Olympus offers a range of special TIRF objectives with very high numerical apertures (NA). There are three objectives available with a NA of 1.45 that can be used with conventional immersion oil and cover slips. With the PLAPON60xO/TIRFM-SP, the PLAPO100XO/TIRFM-SP or the new UAPO150xO/TIRFM-SP a penetration depth of the exciting wave around 100 nm is reached. The UAPO150xO/TIRFM is especially designed for single-molecule detection in TIRFM. The APO100XOHR features an unsurpassed NA of 1.65. To match the extreme high NA special high-refraction cover slips and special immersion liquid (diiodomethane) are required. Therefore the objective offers a unique short penetration depth of about 50 nm and high flexibility regarding the marginal angle available for TIR. The 60x and the 150x objec-tives have a temperature correction collar. Common plan apochromatic objectives like 100x with NA = 1.40 can also be employed for TIRFM, but they are less convenient due to the small angle that is available for the total internal reflection.

Applications
The visualisation of molecular interactions on surfaces is of fundamental interest in cell and molecular biology because many molecular transport and signal transduction processes are transmembrane incidents. Examples are binding and triggering of cells by hormones, neurotransmitters and antigens, cell adhesion to surfaces, electron transport in the membrane, cytoskeletal and membrane dynamics, cellular secretion events and vesicular fusion events with membranes. TIRFM is the perfect tool for visualisation of these processes. The extraordinary small depth of field of TIRFM assures that only surface-bound fluorophores are detected. Fluorophores in the surrounding medium remain invisible though they might be in rapid exchange and be present in large excess. This is different from normal widefield illumination where they would create overpowering background fluorescence.

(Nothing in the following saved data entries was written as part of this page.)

Issue #215, opened 2026-03-06
--db flag creates nested directory when path ends in .db


johan--:
## Description

When passing a full file path to `--db` (e.g. `--db /path/to/.chunkhound/db/chunks.db`), ChunkHound treats `chunks.db` as a directory name and creates the actual database file inside it, resulting in a nested path like:

```
.chunkhound/db/chunks.db/chunks.db
```

## Steps to Reproduce

```bash
chunkhound index /some/project --db /some/project/.chunkhound/db/chunks.db
```

**Expected:** A DuckDB file at `/some/project/.chunkhound/db/chunks.db`
**Actual:** A directory `chunks.db/` containing a file `chunks.db`

## Impact

- All projects indexed with explicit `--db` flag are affected
- The index works correctly but the unexpected path structure causes confusion and errors when trying to connect to the DB directly (e.g. `duckdb.connect()` fails with "Is a directory")
- Old-style flat `.chunkhound` DB files (pre-v4) compound the issue — they block directory creation at that path, requiring manual cleanup before re-indexing

## Workaround

Pass the directory path only, not the full file path:

```bash
chunkhound index /some/project --db /some/project/.chunkhound/db
```

## Environment

- ChunkHound version: 4.1.0b2.dev81
- DuckDB provider
- Linux (Debian)

HananKavitzAmat:
Hi @johan-- 
Did you fix it on a fork? Can I pull this PR to main?

ebarkhordar:
This is fixed on `main`, so the issue looks closable.

The nesting came from `DatabaseConfig.get_db_path()` calling `self.path.mkdir()` on the `--db` value itself. `6354fadc` (PR #283, merged 2026-05-19) added a branch that treats a `.db` / `.duckdb` suffix as an explicit file, creates only the parent, and returns the path unchanged: `chunkhound/core/config/database_config.py:141-144` at current HEAD, with the allowlist at line 14.

Measured in a clean `python:3.12-slim` container, same command both times, one-file project:

```
chunkhound index /work/proj --db /work/proj/.chunkhound/db/chunks.db --no-embeddings
```

| commit | resulting tree |
|---|---|
| `01361ca7` (parent of the fix) | `.chunkhound/db/chunks.db/chunks.db` |
| `f57f383a` (HEAD, 2026-08-05) | `.chunkhound/db/chunks.db` |

[...]

PR #283, opened 2026-05-17
fix(db): handle explicit file path in --db flag to prevent nested directory (issue #215)

HananKavitzAmat:
When --db is passed a path with a file extension (e.g. .../chunks.db or .../my.duckdb), get_db_path() now creates only the parent directory and returns the path directly instead of calling mkdir() on the file path and nesting chunks.db/chunks.db. Adds two regression tests and removes the now-stale AGENTS.md workaround bullet.

### DIFF
--- a/AGENTS.md
+++ b/AGENTS.md
@@ -101,7 +101,6 @@ PyPI trusted publisher required for `release-rc.yml`:
 - **For MCP:** `chunkhound mcp --db /path/to/project/.chunkhound` (the path from `.chunkhound.json`'s `database.path`)
 - **`--db` with wrong subpath silently returns 0 results** — no error, just empty. Always verify with a regex search first.
 - Default DB path: `.chunkhound/db/chunks.db` (directory structure, not flat file)
-- When using `--db` flag, pass the **directory** path (e.g. `--db .chunkhound/db`), not the full file path — passing `--db .../chunks.db` creates a nested `chunks.db/chunks.db` directory
 - Old-style flat `.chunkhound` files (pre-v4) block directory creation — move aside before re-indexing
 - Project-local `.chunkhound.json` with relative `"path": ".chunkhound"` resolves to CWD, not the project dir — use `--db` with absolute paths when indexing remote projects
 - `--config` does NOT override a project-local `.chunkhound.json` for DB path — always use explicit `--db` when the target project has its own config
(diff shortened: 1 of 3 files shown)


VakninAriel (changes requested):
## Code Review — PR #283

**Verdict:** ⚠️ Needs Work

| Severity | Count |
|----------|-------|
| 🔴 Critical | 0 |
| 🟠 High | 1 |
| 🟡 Medium | 2 |
| 🟢 Minor | 1 |

---

### Findings

#### 🟠 Suffix heuristic misfires on versioned directory names
**Location:** `chunkhound/core/config/database_config.py` ~line 96

The check `if self.path.suffix:` fires for **any** dotted last component, not just database file extensions. A user passing `--db /data/v2.1` as a directory gets `Path("v2.1").suffix == ".1"`, which triggers the new branch: the parent `/data` is created and `/data/v2.1` is returned directly. DuckDB then opens `v2.1` as a database file rather than using `/data/v2.1/chunks.db`.

**Suggested fix:**
```python
_EXPLICIT_DB_SUFFIXES = {".db", ".duckdb"}

if self.path.suffix.lower() in _EXPLICIT_DB_SUFFIXES:
    self.path.parent.mkdir(parents=True, exist_ok=True)
    return self.path
```

---

#### 🟡 No test for versioned-directory path regression
**Location:** `tests/unit/test_database_path_consistency.py`

The two new tests cover the happy paths (`chunks.db` and `custom.duckdb`) but there is no test asserting that a path like `/tmp/x/v2.1` (directory intent, dotted name) still produces `/tmp/x/v2.1/chunks.db`. Without such a test, the suffix-heuristic edge case cannot be detected by CI.

**Suggested addition:**
```python
def test_get_db_path_versioned_dir_not_treated_as_file(tmp_path):
    """--db /data/v2.1 (directory intent) must still append /chunks.db."""
    versioned_dir = tmp_path / "v2.1"
    config = DatabaseConfig(path=versioned_dir, provider="duckdb")
    result = config.get_db_path()
    assert result == versioned_dir / "chunks.db"
```

---

#### 🟡 Misleading comment — "explicitly supplied" is a heuristic, not a fact
**Location:** `chunkhound/core/config/database_config.py` ~line 96

The comment reads: *"User explicitly supplied a file path"* but detection relies on `self.path.suffix`, a structural heuristic. After tightening to `_EXPLICIT_DB_SUFFIXES`, update to:

```python
# Path ends with a known DB extension (.db / .duckdb) — treat as an explicit
# database file rather than a directory layout. Create the parent and return as-is.
```

---

#### 🟢 AGENTS.md removes gotcha without positive documentation
**Location:** `AGENTS.md`

The removed bullet was the only place documenting `--db` file vs. directory semantics. Consider replacing with:

```
- `--db` accepts either a directory (uses `.../chunks.db` internally)
  or an explicit file path (`.db` / `.duckdb` extension returned as-is)
```

---

VakninAriel (approved):
Fix is correct — `_EXPLICIT_DB_SUFFIXES` properly gates the heuristic, preventing versioned-directory paths like `v2.1` from misfiring. Two regression tests cover both `.db` and `.duckdb` explicit paths. AGENTS.md updated accurately.

Minor: no test for the versioned-dir edge case (`/data/v2.1` still routes to directory layout), but the constant-based guard makes the logic correct regardless.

During many experiments it might be desirable to switch rapidly between TIR illumination to observe the surface and standard epi-illumination to investigate the deeper layers of the specimen as well. For example, a transient process may involve simultaneous but not identi-cal processes in the membrane and the cytoplasm. The Olympus BioSystems dualport illuminator for combined TIR and widefield illumination allows the fast and synchronised alternation of the two techniques. The techniques of TIRFM, DIC and other microscopy techniques as FRET, FRAP and FLIM can also be combined.